I recently listened to Rautavaara's entire symphony cycle. I find his music highly intriguing in general.

Symphony 1: Solid. Got me hooked.
Symphony 2: A slight letdown. Kind of plodding.
Symphony 3: Better than 2.
Symphony 4: A tuneless, atonal mess. Didn't like it at all.
Symphony 5: A huge improvement over 4. Epic.
Symphony 6: The most interesting one for me. I liked the electronic elements.
Symphony 7: Another epic work, but perhaps a bit anachronistic?
Symphony 8: Felt like a direct sequel to 7 as it's pretty much in the same style.

Your thoughts?


----------



## Kiki (Aug 15, 2018)

I'm hooked on Nos. 6 and 7. Also found his "Angels and Visitations" and "Angel of Dusk" fascinating.


----------



## MusicSybarite (Aug 17, 2017)

Durendal said:


> I recently listened to Rautavaara's entire symphony cycle. I find his music highly intriguing in general.
> 
> Symphony 1: Solid. Got me hooked.
> Symphony 2: A slight letdown. Kind of plodding.
> ...


I kind of share your views. No. 2 is disappointing, No. 4 is better than I had thought of initially. The most interesting ones, in my opinion, are Nos. 3, 5, 7 and 8. The latter has an epic and transcendent feel to it that is just compelling.


----------



## Tero (Jun 2, 2012)

I played them on Youtube and never really got excited. His works I like are in the "other" category.


----------



## Skilmarilion (Apr 6, 2013)

Durendal said:


> Symphony 7: Another epic work, but perhaps a bit anachronistic?

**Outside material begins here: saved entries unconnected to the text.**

Issue #2717, opened 2025-03-17
Modify Shanoir in/output for POST /rest/executions to identify Shanoir instance


DuckflipXYZ:
Due to VIP infra update, they need to identify the emitting instance. The idea is to change the prefixe of (this is an example) : 

shanoir:/resource_id+b49d20f2-f92a-4555-ad9a-f5d79fa4f840+dataset.nii.gz?resourceId=b49d20f2-f92a-4555-ad9a-f5d79fa4f840&format=nii&converterId=2&token=[....]

to :
shanoir-ofsep-qualif:/resource_id .... or whatever similar

PR #3129, opened 2025-10-29
#2717 : Prefix update for VIP instance detection [HOTFIX]

fragkiadamis:


DuckflipXYZ (approved):
Changes specific to VIP, no risk and tested. Sounds good to me

PR #3141, opened 2025-11-06
Draft VIP local

michaelkain:


michaelkain:
Hi @DuckflipXYZ, just to note it down, that I might hopefully remember it.
Normally, next step to make: use either keystore "cacerts" or certificate "shanoir-ng-nginx.crt",
all in /etc/ssl/certs/java:ro, to have it used by VIP (Java behind running Tomcat).
As a reminder for me, the rights logs are here: /vip/tomcat/logs, not all info in vip.log and vip-errors.log

PR #3152, opened 2025-11-17
Angular deprecations

julien-louis:
* delete app.module and make every component standalone
* replace any `*ngIf` and `*ngSwitch` by `@if` and `@switch`
* replace `router.getCurrentNavigation()` by `router.lastSuccessfulNavigation`
* replace `xxx.toPromise()` by `firstValueFrom(xxx)`
* use angular core `inject()` instead of custom injector hack
* remove deprecated animation file, remove some animations, migrate some
* migrate subscribe syntaxe
* add depreciation warnings in the linter


julien-louis:
Done

PR #3156, opened 2025-11-18
fix tree download - PLEASE REVIEW

julien-louis:
downloading from the tree doesn't work if the downloaded exam / acq are not fully deployed

Instead, here, we ask the front for all the dataset ids that are implied in the selection.

* if datasets are selected, they are dl
* if an acquisition is selected, every dataset from this acquisition is dl
* if an exam is selected, every dataset from this exam is dl


fragkiadamis (approved):
looks good to me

Anachronistic? Maybe, although I just listened to the opening again and I'm not sure what other period that could've belonged to. The slow movement has become possibly his most famous piece of music, and probably rightly so. 

It's been a while since I've played these, but I mostly enjoyed the 1st, 3rd, and 8th. The one-movement 5th is an interesting one that I've been meaning to go back to again.

Some favourites of this other work: Piano Concerto No. 1, Violin Concerto, Cello Concerto No. 2, Vigilia, Cantus


----------



## Avey (Mar 5, 2013)

Skilmarilion said:


> Anachronistic? Maybe, although I just listened to the opening again and I'm not sure what other period that could've belonged to. The slow movement has become possibly his most famous piece of music, and probably rightly so.


...and it *must* be! Angel of Light, god willing. Could another piece feel more feverishly skyward or ethereal.

Also, like, man, "Anachronistic" - what my friend are you listening to?! His music -- any of it! -- sounds "anachronistic"? Truly, what are we talking about here



Skilmarilion said:


> Some favourites of this other work: Piano Concerto No. 1, Violin Concerto, Cello Concerto No. 2, Vigilia, Cantus


My god - give me the Harp Concerto, the Gift of Dreams, the Violin Concerto (YAS) -- let the drama and passion interrupt your daily tidings. Let it make you feel weird and disturbed for good.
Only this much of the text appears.